Model Fit and Goodness-of-Fit Statistics

McFadden (1974) suggests a likelihood ratio index that is analogous to the R-square in the linear regression model:

\[ R^{2}_{M} = 1 - \frac{\ln L}{\ln L_{0}} \]

where L is the maximum of the log-likelihood function and $L_{0}$ is the maximum of the log-likelihood function when all coefficients, except for an intercept term, are zero. McFadden’s likelihood ratio index is bounded by 0 and 1.

Estrella (1998) proposes the following requirements for a goodness-of-fit measure to be desirable in discrete choice modeling:

  • The measure must take values in $[0,1]$, where 0 represents no fit and 1 corresponds to perfect fit.

  • The measure should be directly related to the valid test statistic for the significance of all slope coefficients.

  • The derivative of the measure with respect to the test statistic should comply with corresponding derivatives in a linear regression.

Estrella’s measure is written as

\[ R_{E1}^{2} = 1 - \left(\frac{\ln L}{\ln L_{0}}\right) ^{-(2 / N) \ln L_{0}} \]

Estrella suggests an alternative measure,

\[ R_{E2}^{2} = 1 - [ (\ln L - K) / \ln L_{0} ]^{-(2 / N) \ln L_{0}} \]

where $\ln L_{0}$ is computed with null parameter values, N is the number of observations used, and K represents the number of estimated parameters.
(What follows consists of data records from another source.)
Issue #164, opened 2017-04-13
Export to APNG


FezVrasta:
The browser support for APNG seems pretty good nowadays, do you have plans to support it?

https://en.wikipedia.org/wiki/APNG#Support

CodeTheory:
Yes, we'll definitely look into supporting it. All for progress of better formats!

fokusferit:
I did a initial search through the code and ffmpeg and it seems straight forward -> adding a new convert function to convert.js + some addition to the editor + main.js . 

And since v3.3 ffmpeg supports apng. If no one is currently working on it, I'd like to do it.

CodeTheory:
Added in #185 😄

FezVrasta:
Cool!

PR #185, opened 2017-05-24
Add APNG support

fokusferit:
I've added a first apng support as commented in #164 . 

I'm not experienced enough to be 100% sure if my converter function to apng is really the best one. Sadly the FFMpeg website has no clear information regarding APNG Muxer. According to https://github.com/FFmpeg/FFmpeg/blob/master/Changelog#L253 ffmpeg has basic APNG support since v2.7.

- I added a convertToApng function
- tested in on dev mode + on the dist dmg file after running `npm run pack` and it is working
- Tested .apng functionality on FF v53 and Chrome Canary v60.X
-  it is working 🎉 .

The only "concern" is that .apng's with the current convert function tend to be quite 'fat', e.g. the .gif below is X mb whereas the same .apng is 21,4 MB 😨

dogfood_convertapng

Maybe someone here has more experience and can help me out with better flags / filters.

### DIFF
--- a/app/src/main/index.js
+++ b/app/src/main/index.js
@@ -443,6 +443,8 @@ ipcMain.on('open-editor-window', (event, opts) => {
     frame: false
   });
 
+  app.kap.editorWindow = editorWindow;
+
   editorWindow.loadURL(`file://${__dirname}/../renderer/views/editor.html`);
 
   editorWindow.webContents.on('did-finish-load', () => editorWindow.webContents.send('video-src', opts.filePath));
@@ -467,7 +469,6 @@ ipcMain.on('open-editor-window', (event, opts) => {
     }
   });
 
-  app.kap.editorWindow = editorWindow;
   menubar.setOption('hidden', true);
   mainWindow.hide();
   tray.setHighlightMode('never');
--- a/app/src/main/index.js
+++ b/app/src/main/index.js
@@ -436,10 +436,10 @@ ipcMain.on('open-editor-window', (event, opts) => {
   }
 
   editorWindow = new BrowserWindow({
-    width: 768,
-    minWidth: 768,
-    height: 428,
-    minHeight: 428,
+    width: 800,
+    minWidth: 800,
+    height: 430,
+    minHeight: 430,
     frame: false
   });
 
--- a/app/src/renderer/js/main.js
+++ b/app/src/renderer/js/main.js
@@ -512,8 +512,9 @@ document.addEventListener('DOMContentLoaded', () => {
       if (!outputPath) {
         return;
       }
-
-      app.kap.editorWindow.send('toggle-format-buttons', {enabled: false});
+      // Initially an exception is triggered that editorWindow is undefined
+      // Using getter here should make it 'safer'
+      app.kap.getEditorWindow().send('toggle-format-buttons', {enabled: false});
       app.kap.mainWindow.show();
 
       const input = Object.assign({}, data, {outputPath});
--- a/app/src/renderer/js/main.js
+++ b/app/src/renderer/js/main.js
@@ -512,9 +512,8 @@ document.addEventListener('DOMContentLoaded', () => {
       if (!outputPath) {
         return;
       }
-      // Initially an exception is triggered that editorWindow is undefined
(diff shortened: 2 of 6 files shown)


skllcrn:
Perfect timing, thank you!

app/src/scripts/convert.js
```diff
@@ -82,6 +82,19 @@ function convertToWebm(opts) {
   });
 }
 
+// Should be similiar to the Gif generation
+function convertToApng(opts) {
+  return Promise.resolve().then(() => {
+    return convert(opts.outputPath, opts, [
+      '-i', opts.filePath,
```
sindresorhus: You need to set the framerate and width/height too, like done with the GIF.

https://www.ffmpeg.org/ffmpeg-formats.html#apng

Or maybe try using:

```
'-filter_complex', `fps=${opts.fps},scale=${opts.width}:${opts.height}:flags=lanczos[x];`
```

app/src/scripts/convert.js
```diff
@@ -82,6 +82,19 @@ function convertToWebm(opts) {
...
+      // Strange for apng instaed of -loop it uses -plays see: https://stackoverflow.com/questions/43795518/using-ffmpeg-to-create-looping-apng
```
sindresorhus: `apn` => `APNG`

`instaed` => `instead`

app/src/renderer/js/main.js
```diff
@@ -510,8 +512,9 @@ document.addEventListener('DOMContentLoaded', () => {
       if (!outputPath) {
         return;
       }
-
-      app.kap.editorWindow.send('toggle-format-buttons', {enabled: false});
+      // Initially an exception is triggered that editorWindow is undefined
+      // Using getter here should make it 'safer'
```
sindresorhus: I think that is because of a race issue. Can you try moving this https://github.com/wulkano/kap/blob/46c63f6d9a95e30fbab301ccbc99c6fb821ddbb0/app/src/main/index.js#L470 up to line 445 in the same file?

app/src/main/index.js
```diff
@@ -436,10 +436,10 @@ ipcMain.on('open-editor-window', (event, opts) => {
...
 
   editorWindow = new BrowserWindow({
-    width: 768,
-    minWidth: 768,
-    height: 428,
-    minHeight: 428,
+    width: 800,
+    minWidth: 800,
+    height: 430,
+    minHeight: 430,
```
sindresorhus: Can you explain these changes?

fokusferit: The text and size block are stacked as I've added a new button 'APNG'
Old values: 
screen shot 2017-05-24 at 13 43 01

New values (800x430) 
screen shot 2017-05-24 at 13 41 52

app/src/scripts/convert.js
fokusferit: The filter_complex throws errors in the console, not sure why tbh. The convert function just executes `converter.catch(reject);`without any real error message

sindresorhus: Try it directly on the command-line.

fokusferit: This command (testing)
`ffmpeg -i test.mp4 -filter_complex fps=14,scale=1024:1024:flags=lanczos[x] tests.apng`
returns the following error
`Filter scale has an unconnected output`. According to ffmpeg Filters [docs](https://ffmpeg.org/ffmpeg-all.html#Filtering) filter_complex should be used for multiple outputs. Is it not enough to use `-vf` instead of -filter_complex ?
I've tried your settings just with `-vf`and it works in the command-line and in the electron app.
`ffmpeg -i test.mp4 -vf fps=14,scale=1024:1024:flags=lanczos[x] -plays 0 test_convert.apng`

sindresorhus: > I've tried your settings just with -vfand it works in the command-line and in the electron app.

👍

app/src/renderer/js/main.js
fokusferit: Looks like your tip solved it, thanks!

sindresorhus:
Looks great. Thank you @fokusferit 🙌🎉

Other goodness-of-fit measures are summarized as follows:

\begin{eqnarray*} R_{CU1}^{2} & = 1 - \left(\frac{L_{0}}{L}\right)^{\frac{2}{N}} \; \; & (\textrm{Cragg-Uhler 1}) \\ R_{CU2}^{2} & = \frac{1 - (L_{0}/L)^{\frac{2}{N}}}{1 - L_{0}^{\frac{2}{N}}} \; \; & (\textrm{Cragg-Uhler 2}) \\ R_{A}^{2} & = \frac{2(\ln L - \ln L_{0})}{2(\ln L - \ln L_{0})+N} \; \; & (\textrm{Aldrich-Nelson}) \\ R_{VZ}^{2} & = R_{A}^{2}\frac{2\ln L_{0} - N}{2\ln L_{0}} \; \; & (\textrm{Veall-Zimmermann}) \end{eqnarray*}

The AIC and SBC are computed as follows:

\[ AIC = -2\; ln(L)+2\; k \]
\[ SBC = -2\; ln(L)+ln(n)\; k \]

where $ln(L)$ is the log-likelihood value for the model, k is the number of parameters estimated, and n is the number of observations (that is, the number of respondents).